Closed hrdwdmrbl closed 5 years ago
test/test-parse-big.js ................................ 0/4 14s
not ok Yieldable parse took 10x longer than regular parse 13341 vs 260
--- wanted
+++ found
-true
+false
compare: ===
at:
line: 64
column: 9
file: test/test-parse-big.js
function: yj.parseAsync
stack: |
yj.parseAsync (test/test-parse-big.js:64:9)
Immediate.setImmediate (yieldable-parser.js:335:20)
source: >
tap.equal(yieldParseElapsedTime / 10 < nonYieldParseElapsedTime, true,
`Yieldable parse took 10x longer than regular parse ${yieldParseElapsedTime}
vs ${nonYieldParseElapsedTime}`);
not ok Not enough yielding 1
--- wanted
+++ found
-true
+false
compare: ===
at:
line: 65
column: 9
file: test/test-parse-big.js
function: yj.parseAsync
stack: |
yj.parseAsync (test/test-parse-big.js:65:9)
Immediate.setImmediate (yieldable-parser.js:335:20)
source: |
tap.equal(yieldCount > 10, true, `Not enough yielding ${yieldCount}`);
not ok Loop starved too long 13110
--- wanted
+++ found
-true
+false
compare: ===
at:
line: 66
column: 9
file: test/test-parse-big.js
function: yj.parseAsync
stack: |
yj.parseAsync (test/test-parse-big.js:66:9)
Immediate.setImmediate (yieldable-parser.js:335:20)
source: >
tap.equal(longestLoopStarvation < 100, true, `Loop starved too long
${longestLoopStarvation}`);
not ok Tick took too long 299
--- wanted
+++ found
-true
+false
compare: ===
at:
line: 69
column: 13
file: test/test-parse-big.js
type: Timeout
function: setTimeout
method: _onTimeout
stack: |
Timeout.setTimeout (test/test-parse-big.js:69:13)
source: >
tap.equal(longestTickTime < 100, true, `Tick took too long
${longestTickTime}`);
total ................................................. 0/4
0 passing (14s)
4 failing
@hrdwdmrbl - thanks for the PR. I will have a look!
@hrdwdmrbl - I had a detailed look at the test case. While there is nothing wrong with the usage, I would say it exploits the boundary of the tool's capability in terms of how much data to parse in one loop cycle.

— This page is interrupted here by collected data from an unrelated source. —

PR #910, opened 2017-02-28
Ensure rates prop exists before searching it

v18:
To test:

1. Follow the steps on this server PR to get a rates response with an error:
https://github.com/Automattic/woocommerce-connect-server/pull/802

Or, use a fake response (listed at the end of this description) on the server.

2. Open the printing flow to get a rates request

3. See that there is no error in the console (without this fix, you'd see `Uncaught (in promise) TypeError: Cannot read property 'find' of undefined`)

4. See this for rates:

rates-with-errors

And here's what happens when clicking on the drop-down:

rates-with-errors-no-selections-available

# Communicating unavailable rates

I think this needs a bit of design help (not necessarily a blocker though), what do you @kellychoffman? At the very least, I was thinking of removing the drop-downs and explaining that there is an error:

screen shot 2017-02-28 at 5 11 54 pm

# Using a fake response

Above line 169 in lib/shipping/handler.js on the server, add this fake response code:

```
const mockUspsRates = {
  shipment_id: 'rates_weight_0_individual',
  rates: [ {
    title: 'USPS - Priority Mail',
    rate_id: 'rate_123',
    carrier_id: 'usps',
    rate: 2.87,
    service_id: 'priority',
  } ],
};
const mockFedexError = {
  code: 'ERR2',
  message: 'There was a fedex error!',
};
const fakeResponse = {
  rates: {
    weight_0_individual: {
      shipment_id: 'abcdef',
      rates: [ Object.assign( {}, mockUspsRates.rates[ 0 ], { title: 'USPS - Priority Mail translated' } ) ],
      errors: [ Object.assign( { carrier: 'fedex' }, mockFedexError ) ],
    },
    weight_1_individual: {
      shipment_id: 'abcdef',
      rates: [ Object.assign( {}, mockUspsRates.rates[ 0 ], { title: 'USPS - Priority Mail translated' } ) ],
      errors: [ Object.assign( { carrier: 'fedex' }, mockFedexError ) ],
    },
  },
};
const fakeResponse2 = {
  rates: {
    weight_0_individual: {
      errors: [ Object.assign( { carrier: 'fedex' }, mockFedexError ) ],
    },
    weight_1_individual: {
      errors: [ Object.assign( { carrier: 'fedex' }, mockFedexError ) ],
    },
  },
};
```

Then, on line  169, use `reply( fakeResponse );` You may need to change the package IDs.


nabsul:
"There isn't a rate right now....." 

I wonder if we can make this clearer? Which of the following are we trying to say?

- Something went wrong on our server side, please try again later.
- Please try tweaking your settings or the address above and try again.
- If this problem persists, please contact support.

nabsul:
Oh! My bad @v18 . I misread the description and thought you already implemented the last screenshot in there. Nevermind.

v18:
@nabsul thanks for the review!

> "There isn't a rate right now....."
> I wonder if we can make this clearer? Which of the following are we trying to say?

I think a good alternative is:

"Something went wrong on our server side, please try again later. If this problem persists, please contact support."

There is also an error send back with each response, like so:

```
{  
   "success":true,
   "rates":{  
      "weight_0_individual":{  
         "error":{  
            "code":"UNAUTHORIZED",
            "message":"Unable to access the requested resource, authorization failed."
         }
      }
   }
}
```

We can add our own pretty error message to go along with it, and show that by default. I'll make a list of possible errors we get back from easypost to see how we'd want to handle each.

kellychoffman:
> "Something went wrong ~on our server side~, please try again later. If this problem persists, please contact support."

I'm not sure "server side" would mean much to our merchants.

I think your solution good, especially getting rid of the dropdowns as you can't interact with them at all. I'd take it a step further and remove that section all together and just have the error message.

v18:
The changes in this PR now include:
- making sure the rate prop exists on `rates` before using it
- the rate errors are shown on the rates step (as per the designs above)

I'm parking this PR while I'm away. Here are the things that still need to be done:
- [ ] make sure that the title for the rate step makes sense when there are errors
- [ ] use the correct design when there is an error and only one package
- [ ] factor out the titles and other text from `<Dropdown>` + add unit tests, possibly/probably using Enzyme
- [ ] does the error architecture (error obj vs string) make sense in other steps with inline errors, like the addresses step

v18:
Rebased on master.

v18:
@olaolusoga I updated the rates step to include any errors we get from our services, like Fedex or USPS. Here's what it looks like (some styles are not exactly as shown on the screenshots - waiting for your input before updating):

Scenario 1: Multiple packages, each with no rates found, and with one error each:
screen shot 2017-04-26 at 10 09 57 pm

Scenario 2: One package that has some rates returned for one service (USPS) but an error for another service (Fedex). It also has a validation error for the form ('choose a rate'):

screen shot 2017-04-26 at 10 20 30 pm

Scenario 3: One package with some rates and an error:

screen shot 2017-04-26 at 10 21 00 pm

I also would love some input on the heading of the step itself - showing "$0.00" in the title for now, but could have other things there depending on the scenario.

For example, we show 'Unsaved changes made to packages' there when there are changes in the Packages step that have not yet been saved:

screen shot 2017-04-26 at 11 59 07 pm copy

v18:
Dev notes:
- `Object.values` was switched to `_.values`. This hacky-ish change was made so that the tests would run, but it looks like it may also help with browser compatability (IE does not implement Object.values, and we support IE11). More digging is required for this, though, but I'd prefer to just use lodash's `values` if no one objects
- related to styles not yet being finished (description ^): I need to switch out the use of <FieldError /> for a new component
- feedback about how hard or easy the new unit tests to understand is very welcome & appreciated! ([GH link to file](https://github.com/Automattic/woocommerce-services/pull/910/files#diff-9b96f40913eaf6ba71d3ebfc642534c8))
- to run the new tests alone, you can use`describe.only()`

Notes to self:
- if we use lodash, then we also need to change one more instance of `Object.values`
- naming: server error vs form error. probably want something like form -> validation, server -> ??
- I need figure out how to run these new tests on circle ci
- probably don't need carrier from server: e.g. 'fedex'

DanReyLop:
> it may also help with browser compatability (IE does not implement Object.values, and we support IE11)

Don't let this factor into your decision, we are already including polyfills for that kind of stuff.

jeffstieler:
> > Object.values was switched to _.values. This hacky-ish change was made so that the tests would run
> 
> Don't let this factor into your decision, we are already including polyfills for that kind of stuff.

Does this illustrate that we're not using the polyfills when running the tests? Is that the root problem?

v18:
> Does this illustrate that we're not using the polyfills when running the tests? Is that the root problem?

Not necessarily, since the polyfills are probably not included for tests. Some more digging into webpack is required on my part here :)

olaolusoga:
>Scenario 1: Multiple packages, each with no rates found, and with one error each:

This looks great. Curious, do we know what's causing the error(no rates available)? If so, can we tell the merchant how to fix? or do we know how the can fix it?

>Scenario 2: One package that has some rates returned for one service (USPS) but an error for another service (Fedex). It also has a validation error for the form ('choose a rate'):

Can we use a smart default here and select the cheapest available rate (akin to scenarios 3)?

>Scenario 3: One package with some rates and an error:

If USPS is selected, why are we showing a fedex error? Is it just informing the user that they can't select fedex options in the dropdown? If so, can we just make the fedex options inactive, or remove.

>I also would love some input on the heading of the step itself - showing "$0.00" in the title for now, but could have other things there depending on the scenario. For example, we show 'Unsaved changes made to packages' there when there are changes in the Packages step that have not yet been saved:

Could you explain more? Or is there a way I can view the different scenarios + titles on local?

jeffstieler:
> If USPS is selected, why are we showing a fedex error?

I believe all of our production requests are currently returning a FedEx error because we have an incomplete configuration of the account. I'll look into removing that so we don't show these errors prematurely.

v18:
@olaolusoga thanks for the review :)

> do we know what's causing the error?

I don't have a list of all the possible errors. Some that come to mind are generic server errors (here's a list of [all the possible errors](https://www.easypost.com/errors-guide#error-codes)). 

> If so, can we tell the merchant how to fix? or do we know how they can fix it?

In the beginning we'll send down errors as they come in directly from the service, with an eye to update them to more readable language that explains how to fix it or what to do next.

> Can we use a smart default here and select the cheapest available rate (akin to scenarios 3)?

Sorry, I think I added too many cases in my screenshots without an explanation. In all possible scenarios, we'll show the rate that the customer chose at checkout. If that doesn't exist, we show a warning message about it & a drop-down with all possible rates.

I think that makes sense, or would you like to tweak it? We can change that behaviour, but in a separate PR.

> If USPS is selected, why are we showing a fedex error?
> Is it just informing the user that they can't select fedex options in the dropdown? If so, can we just make the fedex options inactive, or remove.

The way I understood the Fedex vs USPS rates to work is that if someone selected both of the services, they'd get to see all of the rates available for both services. This means that they can get a Fedex error, but get all the USPS rates without an error. In that case, I'm showing the error, and all the rates. Does that make sense to do? The fedex options are not showing up in the dropdown in that case. Should I also remove the fedex error since there were at least _some_ rates shown? Was thinking a store owner may want to know, but I'm not 100% sure about that.

> I also would love some input on the heading of the step itself - showing "$0.00"
> Could you explain more? Or is there a way I can view the different scenarios + titles on local?

Sure - here I'm referring to the heading we show for the rates step. Here's what I mean: 

screen shot 2017-05-01 at 4 45 20 pm

Here's the extra text I was talking about:

screen shot 2017-05-01 at 4 46 05 pm

You can see it by going to the Order Edit screen, and clicking the 'Create new label' button.

jeffstieler:
> Should I also remove the fedex error since there were at least some rates shown? Was thinking a store owner may want to know, but I'm not 100% sure about that.

I'd vote for removing the error when rates are shown. Eventually _(I think)_ we'd want to show a generic error in the case of rate retrieval failure that hints at possible causes if obvious. E.g. "There was a problem retrieving rates, please [try again](#) in a moment." and/or "One of your packages is missing weight", etc.

v18:
> I'd vote for removing the error when rates are shown. Eventually (I think) we'd want to show a generic error in the case of rate retrieval failure that hints at possible causes if obvious

This sounds like a good server-side change to make. I'll send down an error for each package, and the rates in general, and let the client display all of the ones that are received. And the server can contain the logic for which to send, keeping with our usual paradigm on where the logic should go.

v18:
I updated the commits on this branch to be more atomic & flow more logically. I didn't open new PRs for the different parts since there's already an open PR with comments. You can read each commit's changes on their own for ease of readability :)

# What this PR does

It shows any servers errors sent for rates. You can simulate the errors by using the matching PR on the server side.

Here are the changes made:
- housekeeping changes to `<PrintLabelDialog />` in 67844113aedef909f3b012a9384d79d941053d9c
- housekeeping changes to `<ShippingRates />` in d3400a37da15c0fd38798c9ff1ab914e2112d899 and 17593bf0b33b14bf1b9285ca061dd82c74f8cafe
- updates the shipping rates reducer to handle nonexistant rates prop in 09a03ca7138dc456d12c0c844a0b593b89919542
- adds Enzyme support for tests in 72648ad5e9167a914cef72f896149e5cf0e654d7
- updated FieldText to allow custom error types (not just form validation errors) in 03a7e34b05d88ec740f3b2d99a202508e81d0a6b
- shows the rates errors in 71af402759eefcb900b66580320d850b2d3e2194 and 273b5fd515a636e119b952ff5d895fdf8cce2f82

The visual changes have all been approved already above. Any other changes will be made in subsequent PRs.

v18:
Closing this in favour of a few smaller PRs:
https://github.com/Automattic/woocommerce-services/pull/997
https://github.com/Automattic/woocommerce-services/pull/998
https://github.com/Automattic/woocommerce-services/pull/999
https://github.com/Automattic/woocommerce-services/pull/1000
https://github.com/Automattic/woocommerce-services/pull/1001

If you look at https://github.com/ibmruntimes/yieldable-json/blob/e19f4825e5bf5c17a2d73497d7d14f0774c42c52/yieldable-parser.js#L167-L170 , my logic is to run 512 * intensity
iterations in one shot before yielding to the event loop. In your case, intensity is default (1), so it is 512 units of work.
Now if you look at your JSON layout, it is an object that has 22 (4) arrays, each containing 27 (128) elements, amounting to 512 units of work. So when this is put into operation, the yieldable-parser
does not yield even once, as we have exactly 512 units of work!
If your test case is a true representative of a real workload that you have, I would recommend you reducing the yield counter
to something lesser, and to your convenience.
On the contrary, if this test case is found to be representing more common use case, I could change the default, and users can increase the value by adding the multiplier (intensity) to their convenience.
My rationale for keeping 512
is that it caters to common workload, and that way people can work with default configuration.
now coming to this PR, I would recommend these:
yield
comes into effect - probably lesser array element count or lesser arrays.intensity
variable. I am not sure whether existing tests already do that.Hope this helps!
Yes that does help. I see now that it was because of the way I built my big JSON. Good to understand it at a deeper level. It was not a production-like blob, just wanted something really big. I'll make changes and retry, thanks
Okay yeah, so I created a more balanced (probably more realistic) big JSON and success
Object size 6186728112 bytes
Total time 3531ms
yieldCount 514 times
longestLoopStarvation 16ms
longestTickTime 23ms
thanks for verifying and getting back @hrdwdmrbl - do you think improving the documentation around this specific aspect of the tool (intensity, time to return to loop) would be a good idea? I have it documented, but looks like it is not readily consumable or something? please let me know!
@gireeshpunathil The documentation explains the intensity option, but it doesn't explain how it works internally like you did.
It might make sense to instead expose an option which can directly control the number of iterations to perform. So if the option is specified, the number provided is used instead of 512 * intensity
Ah, @gireeshpunathil with real-world JSON I'm getting blockages up to 87 seconds. :( I'm working to get a copy of one of those real-world JSONs so that I can do further testing.
@hrdwdmrbl - thanks. I will look forward to review the real world JSON data.
So I made a couple tests using very large JSON. I am in search of some solutions for dealing with very large JSON, including up to 2gb in size. I thought that this library might be perfect for our needs, but from my testing I'm having some trouble. Can you take a look at my test and see if I'm mis-using the library?